Seems simple and trivial to me.
Right. So: there is nothing wrong in principle with cameras in public spaces. True, but it depends who owns and uses these cameras and for what purpose.
True, but it depends who owns and uses these cameras and for what purpose.
Of course.
If government used the cameras to harass political opponents that would be wrong (because of the harassing, not because of the cameras). If it used them to combat crime – that would be ok.
What matters is what you do with the cameras. Gov. hasn’t so far been caught doing wrong, people just expressed their concern that it might do so…
If it used them to combat crime – that would be ok. I disagree. Say the camera technology was not available, and so, to combat crime, the government would hire thousands of
goonscivil servants to follow people they randomly picked from the crowd everywhere they went, stopping only at the doorsteps of private homes/businesses. Would that still be OK?Oops, first sentence should have been italics🙂
“the government would hire thousands of goons civil servants”
Make that thousands of cops ?
Hiring more cops (maybe not thousands) is a good thing – provides better protection to citizens – agian – provided the cops fight crime and don’t harass citizens for other reasons.
As to cameras – they do nothing at all, just produce some pixels. What matters is what the cops that watch the camera screens do. Seems they do pretty much what any bobby does – they idly watch, like the bobby on the street, and spring into action (hopefully) when they see a crime comminted. That’s ok.
Do you think the camera watchers pick up people randomly and follow their movement everywhere ? What makes you beleive that?

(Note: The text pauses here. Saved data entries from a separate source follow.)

PR #238, opened 2021-06-14
Throw exception if input to Sim(2)'s `transform_from()` is not 2d

johnwlambert:
Input must be (N,2) not (2,) in shape.

Using the previous code, a (2,) array vs. (1,2) array would yield different results:
```python
import numpy as np

from argoverse.utils.sim2 import Sim2


def rotmat2d(theta_deg: float) -> np.ndarray:
	""" """
	theta_rad = np.deg2rad(theta_deg)
	c = np.cos(theta_rad)
	s = np.sin(theta_rad)

	R = np.array([[c,-s],[s,c]])

	return R

R = rotmat2d(-13)
t = np.array([-5,1])
s = 1.5
aSb = Sim2(R, t, s)

pt_b = np.array([1,0])
pt_a = aSb.transform_from(pt_b)
print(pt_a)

pt_b = np.array([1,0]).reshape(1,2)
pt_a = aSb.transform_from(pt_b)
print(pt_a)
```
used to print:
```
[[-6.03844491  2.96155509]
 [-7.83742659  1.16257341]]
[[-6.03844491  1.16257341]]
```
Instead, there should be the same (1,2) array as output.

Now, fixed via broadcasting.

### DIFF
--- a/argoverse/utils/sim2.py
+++ b/argoverse/utils/sim2.py
@@ -98,6 +98,8 @@ class Sim2:
         Returns:
             transformed_point_cloud: Nx2 array representing 2d points in frame B
         """
+        if not point_cloud.ndim == 2:
+            raise ValueError("Input point cloud is not 2-dimensional.")
         assert_np_array_shape(point_cloud, (None, 2))
         # (2,2) x (2,N) + (2,1) = (2,N) -> transpose
         transformed_point_cloud = (self.R_ @ point_cloud.T + self.t_.reshape(2, 1)).T
--- a/argoverse/utils/sim2.py
+++ b/argoverse/utils/sim2.py
@@ -102,7 +102,7 @@ class Sim2:
             raise ValueError("Input point cloud is not 2-dimensional.")
         assert_np_array_shape(point_cloud, (None, 2))
         # (2,2) x (2,N) + (2,1) = (2,N) -> transpose
-        transformed_point_cloud = (self.R_ @ point_cloud.T + self.t_.reshape(2, 1)).T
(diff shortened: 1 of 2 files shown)


argoverse/utils/sim2.py
```diff
@@ -98,6 +98,8 @@ def transform_from(self, point_cloud: np.ndarray) -> np.ndarray:
         Returns:
             transformed_point_cloud: Nx2 array representing 2d points in frame B
         """
+        if not point_cloud.ndim == 2:
```
benjaminrwilson, line 101: What is the motivation for overriding the default broadcasting behavior in `numpy`?

johnwlambert: I guess the main reason here is that a (2,) vector and a (1,2) vector will have very different results, and only the (1,2) case will be correct, in the way we've defined it.

johnwlambert: if we have a (2,2) array, we also have to be careful to make sure which direction we broadcast the sum with the translation over

johnwlambert:
Hi @tagarwal-argoai, would you mind taking a brief look at this? Thanks!

johnwlambert:
@benjaminrwilson I made a change so that the broadcasting works now.

But the docstring says the input has to be (N,2) to get (N,2) back out. So I think the ndim check is still important.

argoverse/utils/sim2.py
benjaminrwilson: Thanks for working on this, @johnwlambert. I was wondering what you thought about the following:

```
point_cloud = np.atleast_2d(point_cloud)
```

and then we could simplify by removing lines 101 - 103. Thoughts?

PR #240, opened 2021-06-23
Updated: Add factory functions for Sim(2) clasmethod and calibration helpers in loader

johnwlambert:
Updated variant of https://github.com/argoai/argoverse-api/pull/212, which is now closed

No longer have write access to the branch in https://github.com/argoai/argoverse-api/pull/212


argoverse/data_loading/simple_track_dataloader.py
```diff
@@ -26,7 +27,7 @@ def __init__(self, data_dir: str, labels_dir: str) -> None:
         self.sdb = SynchronizationDB(data_dir)
 
     def get_city_name(self, log_id: str) -> str:
-        """
+        """Return the name of the city where the log of interest was cpatured.
```
benjaminrwilson, line 30: nit: cpatured -> captured.

johnwlambert: good catch, should be fixed now

argoverse/utils/sim2.py
```diff
@@ -141,3 +144,38 @@ def transform_from(self, point_cloud: np.ndarray) -> np.ndarray:
     def transform_point_cloud(self, point_cloud: np.ndarray) -> np.ndarray:
         """Alias for `transform_from()`, for synchrony w/ API provided by SE(2) and SE(3) classes."""
         return self.transform_from(point_cloud)
+
+    def save_as_json(self, save_fpath: Union[str, "os.PathLike[str]"]) -> None:
```
benjaminrwilson, line 148: How do you want to handle the typing of `Union[str, "os.PathLike[str]"]`? In some files we're doing this: https://github.com/argoai/argoverse-api/blob/9ad7251e863590603c3f6064a45830dabd3a15e2/argoverse/utils/pkl_utils.py#L8

benjaminrwilson (commented):
Looks really good, @johnwlambert. I had one small comment related to how we handle typing of path-like objects.

argoverse/utils/sim2.py
johnwlambert: Thanks for the review @benjaminrwilson . I like the ` _PathLike = Union[str, "os.PathLike[str]"] ` macro. If you like it as well, I'll use it here too

benjaminrwilson: That sounds good. Is it recommended for us to repeat that macro in each file it's used?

Technically they could do it, just like the bobbys on the street could follow people around, but there is no reason to beleive that.
Jacob,
Do I need to tell you that governments have gone to the greatest lengths to identify and document their citizens prior to doing other things to them?
CCTV and ID Cards; the cameras may be an improvement on neighborhood spies but the identity cards are traditional. These actions combined have historically preceded very bad things.
Santayana?
“…to identify and document their citizens prior to doing other things to them?”

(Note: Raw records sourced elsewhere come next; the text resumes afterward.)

PR #243, opened 2021-06-23
Fix matmul bug and add __repr__ method to Sim2

johnwlambert:
Previously, the `compose()` method had a bug ( R1 * R2 was used instead of the correct R1 @ R2) that was not caught since the unit test used identity matrices, for which the operations are identical.

This PR also adds a __repr__ method for helpful printing/debugging of the class representation.

### DIFF
--- a/argoverse/utils/sim2.py
+++ b/argoverse/utils/sim2.py
@@ -37,11 +37,16 @@ class Sim2:
 
     @property
     def theta_deg(self) -> float:
-        """Recover the rotation angle `theta` from the 2d rotation matrix.
+        """Recover the rotation angle `theta` (in degrees) from the 2d rotation matrix.
 
-        Note: tan(theta) = s/c = (opp/hyp) / (adj/hyp) = opp/adj
+        Note: the first column of the rotation matrix R provides sine and cosine of theta,
+            since R is encoded as [c,-s]
+                                  [s, c]
+
+        We use the following identity: tan(theta) = s/c = (opp/hyp) / (adj/hyp) = opp/adj
         """
-        theta_rad = np.arctan2(self.R_[1, 0], self.R_[0, 0])
+        c, s = self.R_[0, 0], self.R_[1, 0]
+        theta_rad = np.arctan2(s, c)
         return np.rad2deg(theta_rad)
 
     def __repr__(self) -> str:
--- a/argoverse/utils/sim2.py
+++ b/argoverse/utils/sim2.py
@@ -94,8 +94,21 @@ class Sim2:
         return T
 
     def compose(self, S: "Sim2") -> "Sim2":
-        """Composition with another Sim2."""
-        return Sim2(self.R_ @ S.R_, ((1.0 / S.s_) * self.t_) + self.R_ @ S.t_, self.s_ * S.s_)
+        """Composition with another Sim2.
+
+        This can be understood via block matrix multiplication, if self is parameterized as (R1,t1,s1)
+        and if `S` is parameterized as (R2,t2,s2):
+
+        [R1  t1]   [R2  t2]   [R1 @ R2   R1@t2 + t1/s2]
+        [0 1/s1] @ [0 1/s2] = [ 0          1/(s1*s2)  ]
+        """
+        # fmt: off
+        return Sim2(
+            R=self.R_ @ S.R_,
+            t=self.R_ @ S.t_ + ((1.0 / S.s_) * self.t_),
+            s=self.s_ * S.s_
+        )
+        # fmt: on
 
     def inverse(self) -> "Sim2":
         """Return the inverse."""
--- a/argoverse/utils/sim2.py
+++ b/argoverse/utils/sim2.py
@@ -54,7 +54,7 @@ class Sim2:
         return f"Angle (deg.): {self.theta_deg}, Trans.: {np.round(self.t_,2)}, Scale: {self.s_}"
 
     def __eq__(self, other: object) -> bool:
-        """Check for equality with other Sim(2) object"""
+        """Check for equality with other Sim(2) object."""
         if not isinstance(other, Sim2):
             return False
 
--- a/argoverse/utils/sim2.py
+++ b/argoverse/utils/sim2.py
@@ -47,7 +47,7 @@ class Sim2:
         """
         c, s = self.R_[0, 0], self.R_[1, 0]
         theta_rad = np.arctan2(s, c)
-        return np.rad2deg(theta_rad)
+        return float(np.rad2deg(theta_rad))
 
     def __repr__(self) -> str:
         """Return a human-readable string representation of the class."""
--- a/argoverse/utils/sim2.py
+++ b/argoverse/utils/sim2.py
@@ -45,7 +45,7 @@ class Sim2:
         return np.rad2deg(theta_rad)
 
     def __repr__(self) -> str:
-        """ """
+        """Return a human-readable string representation of the class."""
         return f"Angle (deg.): {self.theta_deg}, Trans.: {np.round(self.t_,2)}, Scale: {self.s_}"
 
     def __eq__(self, other: object) -> bool:
--- a/argoverse/utils/sim2.py
+++ b/argoverse/utils/sim2.py
@@ -71,12 +71,12 @@ class Sim2:
 
     @property
     def rotation(self) -> np.ndarray:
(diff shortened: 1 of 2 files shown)


tests/test_sim2.py
```diff
@@ -195,6 +225,34 @@ def test_cannot_set_zero_scale() -> None:
         Sim2(R, t, s)
 
 
+def test_sim2_theta_deg_1() -> None:
+    """Ensure we can recover the rotation angle theta"""
```
benjaminrwilson, line 229: Nit: period and end of sentence for consistency.

tests/test_sim2.py
```diff
@@ -195,6 +225,34 @@ def test_cannot_set_zero_scale() -> None:
...
+    R = np.eye(2)
+    t = np.arange(2)
+    s = 10.5
+    aSb = Sim2(R, t, s)
+    assert aSb.theta_deg == 0
+
+
+def test_sim2_theta_deg_2() -> None:
+    """Ensure we can recover the rotation angle theta"""
```
benjaminrwilson, line 238: Nit: period and end of sentence for consistency.

argoverse/utils/sim2.py
```diff
@@ -77,7 +95,7 @@ def matrix(self) -> np.ndarray:
 
     def compose(self, S: "Sim2") -> "Sim2":
         """Composition with another Sim2."""
-        return Sim2(self.R_ * S.R_, ((1.0 / S.s_) * self.t_) + self.R_ @ S.t_, self.s_ * S.s_)
+        return Sim2(self.R_ @ S.R_, ((1.0 / S.s_) * self.t_) + self.R_ @ S.t_, self.s_ * S.s_)
```
benjaminrwilson, line 98: Could we consider splitting this up into a few lines? It's tough for me to read all of the operations on one line.

argoverse/utils/sim2.py
```diff
@@ -35,6 +35,24 @@ def __init__(self, R: np.ndarray, t: np.ndarray, s: Union[int, float]) -> None:
...
+        c, s = self.R_[0, 0], self.R_[1, 0]
+        theta_rad = np.arctan2(s, c)
+        return np.rad2deg(theta_rad)
+
+    def __repr__(self) -> str:
+        """Return a human-readable string representation of the class."""
+        return f"Angle (deg.): {self.theta_deg}, Trans.: {np.round(self.t_,2)}, Scale: {self.s_}"
+
     def __eq__(self, other: object) -> bool:
         """Check for equality with other Sim(2) object"""
```
benjaminrwilson, line 57: Nit: period and end of sentence for consistency.

argoverse/utils/sim2.py
```diff
@@ -35,6 +35,24 @@ def __init__(self, R: np.ndarray, t: np.ndarray, s: Union[int, float]) -> None:
...
 
+    @property
+    def theta_deg(self) -> float:
+        """Recover the rotation angle `theta` (in degrees) from the 2d rotation matrix.
+
+        Note: the first column of the rotation matrix R provides sine and cosine of theta,
+            since R is encoded as [c,-s]
+                                  [s, c]
+
+        We use the following identity: tan(theta) = s/c = (opp/hyp) / (adj/hyp) = opp/adj
```
benjaminrwilson, line 46: Nit: period and end of sentence for consistency.

tests/test_sim2.py
```diff
@@ -89,7 +89,37 @@ def test_compose():
...
+
+    # ground truth is an identity transformation
+    aSa_gt = Sim2(R=np.eye(2), t=np.zeros(2), s=1.0)
+    aSa_est = aSb.compose(bSc).compose(aSc.inverse())
+
+    assert np.isclose(aSa_gt.theta_deg, aSa_est.theta_deg, atol=1e-5)
+
+
+def test_inverse() -> None:
     """ """
```
benjaminrwilson, line 123: Could we fill this with something brief?

benjaminrwilson (changes requested):

argoverse/utils/sim2.py
tagarwal-argoai: Missing return statement in the docstring.

argoverse/utils/sim2.py
```diff
@@ -35,6 +35,24 @@ def __init__(self, R: np.ndarray, t: np.ndarray, s: Union[int, float]) -> None:
...
+        """
+        c, s = self.R_[0, 0], self.R_[1, 0]
+        theta_rad = np.arctan2(s, c)
+        return np.rad2deg(theta_rad)
+
+    def __repr__(self) -> str:
+        """Return a human-readable string representation of the class."""
+        return f"Angle (deg.): {self.theta_deg}, Trans.: {np.round(self.t_,2)}, Scale: {self.s_}"
```
tagarwal-argoai, line 54: Can you add the units for `Trans` and `Scale` to be consistent?

argoverse/utils/sim2.py
tagarwal-argoai: +1

tagarwal-argoai (commented):
Left some minor comments.

argoverse/utils/sim2.py
johnwlambert: Thanks for the review, @tagarwal-argoai. So technically, translation (and thus its counterpart scale) are unit-less, as it is up to the user what they choose. It could be inches, meters, centimeters, etc. So I don't think we can include it.

tests/test_sim2.py
johnwlambert: Thanks for the review Ben. Sure, just added that.

tests/test_sim2.py
johnwlambert: thanks, should be updated now

tests/test_sim2.py
johnwlambert: thanks, should be updated now

argoverse/utils/sim2.py
johnwlambert: should be fixed now

argoverse/utils/sim2.py
johnwlambert: Regarding the return statement: I don't think it would add much, except bloat the function.

The Google python style guide says https://google.github.io/styleguide/pyguide.html#383-functions-and-methods:

```
A function must have a docstring, unless it meets all of the following criteria:

not externally visible
very short
obvious
```
I believe these 3 criteria are met here, so I believe it's unnecessary to have the "Returns" section

benjaminrwilson:
Additionally, could we add periods for the rest of the docstrings in `sim2.py`

johnwlambert:
No problem, just added periods to the rest of the docstrings

argoverse/utils/sim2.py
```diff
@@ -68,16 +86,29 @@ def scale(self) -> float:
...
-        return Sim2(self.R_ * S.R_, ((1.0 / S.s_) * self.t_) + self.R_ @ S.t_, self.s_ * S.s_)
+        """Composition with another Sim2.
+
+        This can be understood via block matrix multiplication, if self is parameterized as (R1,t1,s1)
+        and if `S` is parameterized as (R2,t2,s2):
+
+        [R1  t1]   [R2  t2]   [R1 @ R2   R1@t2 + t1/s2]
+        [0 1/s1] @ [0 1/s2] = [ 0          1/(s1*s2)  ]
+        """
+        # fmt: off
```
benjaminrwilson, line 105: Is there a benefit of enabling/disabling the formatting vs. new variables?

benjaminrwilson (changes requested):

argoverse/utils/sim2.py
johnwlambert: @benjaminrwilson so I tried to think of a new variable name that would be clear, but it seemed to just add more complexity and more things to understand.

I think forcing the code onto 3 different lines avoids creating an unnecessary temporary variable and makes it easier to read.

argoverse/utils/sim2.py
tagarwal-argoai: OKay, good to know that we are following some set standards.

argoverse/utils/sim2.py
tagarwal-argoai: I see, thanks for the explanation!

tagarwal-argoai (approved):
Looks good to me!

benjaminrwilson (approved):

Not necessarily. Some time they massacre them en mass, without bothering about identification…
The point is: what matters is what government does, not what technical means it employs.
…what matters is what government does, not what technical means it employs. That is the precise point I was making. Infringement on privacy is not means, but an action. You seem to be saying that because such infringement has always been practiced, we should not be bothered by the fact that it is becoming more effective, thanks to technology.

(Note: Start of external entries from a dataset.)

PR #244, opened 2021-06-24
Remove quaternion package dependency

johnwlambert:
Switch to fully using [`scipy`](https://github.com/scipy/scipy) (8.3k stars) instead of [`quaternion`](https://github.com/moble/quaternion) (413 stars)

### DIFF
--- a/argoverse/evaluation/competition_util.py
+++ b/argoverse/evaluation/competition_util.py
@@ -10,7 +10,6 @@ from typing import Dict, List, Optional, Tuple, Union
 
 import h5py
 import numpy as np
-import quaternion
 from scipy.spatial import ConvexHull
 from shapely.geometry import Polygon
 from sklearn.cluster.dbscan_ import DBSCAN
@@ -18,6 +17,7 @@ from sklearn.cluster.dbscan_ import DBSCAN
 from argoverse.data_loading.argoverse_tracking_loader import ArgoverseTrackingLoader
 from argoverse.data_loading.object_label_record import ObjectLabelRecord
 from argoverse.utils.se3 import SE3
+from argoverse.utils.transform import rotmat2quat
 
 TYPE_LIST = Union[List[np.ndarray], np.ndarray]
 
@@ -169,6 +169,7 @@ def dist(p1: Tuple[float, float], p2: Tuple[float, float]) -> float:
 
 
 def poly_to_label(poly: Polygon, category: str = "VEHICLE", track_id: str = "") -> ObjectLabelRecord:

Presumably, the fact (?) that so far the government has not yet abused their ability to observe us in public, makes it OK to observe us inside our homes as well? Why not, after all it can be even more effective in preventing crime? You seem to be thinking that once we step outside our property, we totally forfeit our right to privacy. If so, I disagree.
They always identify them. Usually by color or religion or finer scales of ethnicity. Sometimes by economic standing. Sometimes by career choice. Sometimes by language spoken. Sometimes by places they’ve been and people they’ve met. But even if they get it wrong, they always identify them.
I didn’t have time to read all the posts but I did enjoy what I read of the coversations. As for the public camera debate, part of problem isn’t who and why they are being used, but how did they get there in the first place. I personally work in highly regulated area where cameras are everywhere. Because of lawsuits, and this thing called “expectation of safety” many companies have had to install cameras in order to prevent further litigation. People want their privacy until something bad happens to them – at which point they cry foul because of the lack of security. It’s a double-edged sword that has been created by both the private sector and big business.